Navigates to a given url.
Args:
url (str): The url of the site to visit (e.g., "https://stackexchange.com/").
"""
print(f"Visiting {url}")
driver.get(url)
WebDriverWait(driver, 10).until(
lambda driver: driver.execute_script('return document.readyState') == 'complete'
)
if __name__ == '__main__':
# Set up Chrome options
options = Options()
options.add_argument("--headless") # Run Chrome in headless mode
options.add_argument("--no-sandbox")
options.add_argument("--disable-dev-shm-usage")
options.add_argument("--remote-debugging-port=9222")

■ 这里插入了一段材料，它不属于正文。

PR #335, opened 2019-03-27
Prefer ownerReference boolean over patching YAML

kellinm:
- According to https://github.com/kubernetes-sigs/application
  if spec.addOwnerRef is set to true then the owner reference
  will be inserted to matched objects. Use this behavior instead
  of using a yaml patch.

Signed-off-by: Robert Marshall <rmarshall@gitlab.com>


huyhg:
Thanks for the PR! It is our intention to adopt this soon.

However, this feature of the App controller is fairly new and isn't yet available in production environment. So in the mean time, we still need to do the patching.

I will leave this PR open and resolve it once we're ready.

Thanks again!

kellinm:
This looks like it's not applicable anymore as `ownerReference` doesn't even exist in the codebase.

Closing.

options.binary_location = "chrome-linux64/chrome"
# Initialize the WebDriver
driver = webdriver.Chrome(options=options, service=Service("chromedriver-linux64/chromedriver"))
try:
visit_url("https://stackoverflow.com/")
# For debugging purposes (if you can even access it)
driver.save_screenshot("stack_overflow.png")
except Exception as e:
print(f"An error occurred: {e}")
finally:
# Always close the browser
print("Finished! Closing...")
driver.close()
driver.quit()
让它识别 Chrome 是非常挑剔的,因为它不在原来的位置。但是,这是一个基本脚本,您可以以此为基础编写程序。它会保存屏幕截图,您可以在
localhost:9222
观看它的工作情况。但不太确定这会如何运作。